Azure Data Services for Business Intelligence

A little known fact the biggest workload on Azure VM’s (aka IaaS) is .. SQL Server. This might seem odd give that there is a SQL Azure service where you can run SQL Server database without worrying about SQL Server itself.  So what’s going on here?

There are a few possible options:

  • These VMs might be running older versions of SQL Server as a way of offloading legacy apps to the cloud
  • SQL Server is much more than a database engine and these VM’s might be running the other components that come with its such as Integration Service , Reporting Services ,Analysis Services, Master Data Management or Stream Insight.
  • The databases the VM is running might not be compatible with SQL Azure
  • SQL Azure can seem expensive and this is because it is essentially SQL Server in an Always On mode: Transactions are written to two back up servers in the same Azure data centre and all three server are replicated to the other European data centre.

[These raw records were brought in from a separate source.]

PR #921, opened 2016-04-20
test against ruby 2.3

lucianosousa:


.travis.yml
```diff
@@ -11,6 +11,7 @@ rvm:
   - 2.0
   - 2.1
   - 2.2
+  - 2.3
```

What’s interesting for me is that whichever scenario I think of it does mean that data and databases are being stored on Azure in some shape or form which is a good thing provided that it is properly protected in the way that any SQL Server instance that’s connected to them internet. However what I an interested in in this post is the use of Azure to do “traditional” business intelligence (BI).  By this I mean data marts / warehouses reporting and analytics.   Note If this data is simply persisted virtual hard disks attached to VMs then ultimately that ends up in azure blob storage.

If we accept concerns about where data is homed then BI s actually quite a good fit for cloud if the visualization tools are close to where the data is…

image

Note that since my last post two new data services have been announced for Azure – Data Lake and Data Warehouse. The Data Warehouse is a good example of how the cloud changes as it will allow the compute resources used to run queries to be scaled to meet demand while the storage aspect will be relatively cheap. the Data Lake is essentially a place to drop large amounts of data that you might want to use in future but aren’t sure what that use might be when you throw the data in the lake.

Wherever the data persists for a data mart/warehouse, we’ll need to have a process in place to update and refresh it.  Back in my day this might have been SQL Server Integration Services (SSIS), Informatica etc. so how does the cloud change this?  The simplest approach might be to move this processing to a VM in the cloud the upside being that we can be clever about when batch processing occurs (like the overnight warehouse refresh) and only pay for what we use.  However we may still need to think about designing in redundancy to ensure our processing survives any failure. There is another way and that is to use the equivalent service in Azure, Data Factory. At the time of writing this is still very new and works in a very different way to SSIS etc. in that it is primarily about workflow and talks to sources and targets in their native languages and doesn’t have too many type of connectors.

With data visualization there are a couple of choices in the cloud either Power BI or spinning up your preferred tools in Azure RemoteApp.  RemoteApp is essentially remote desktop services in the cloud using either a pre-built image with Office on it or supplying your own image with what ever tools you prefer to both build or consume analytical models. RemoteApp might also solve the problem of providing BI on the move away form the office as there are free RemoteApp clients for Android IOS and OS-X.  I like this solution as data only persists in the cloud under control and doesn’t leak out onto local devices which also means it is fast as it’s only RDP traffic going between device and cloud.

Finally please be aware that so far I have just mentioned Microsoft’s BI tools here, but all of this could apply to Tableau over SQL Server, Oracle based BI, IBM Cognos and so on as any of these will also be fine in Azure assuming the vendors have sorted out how these tools are licensed when running in the cloud.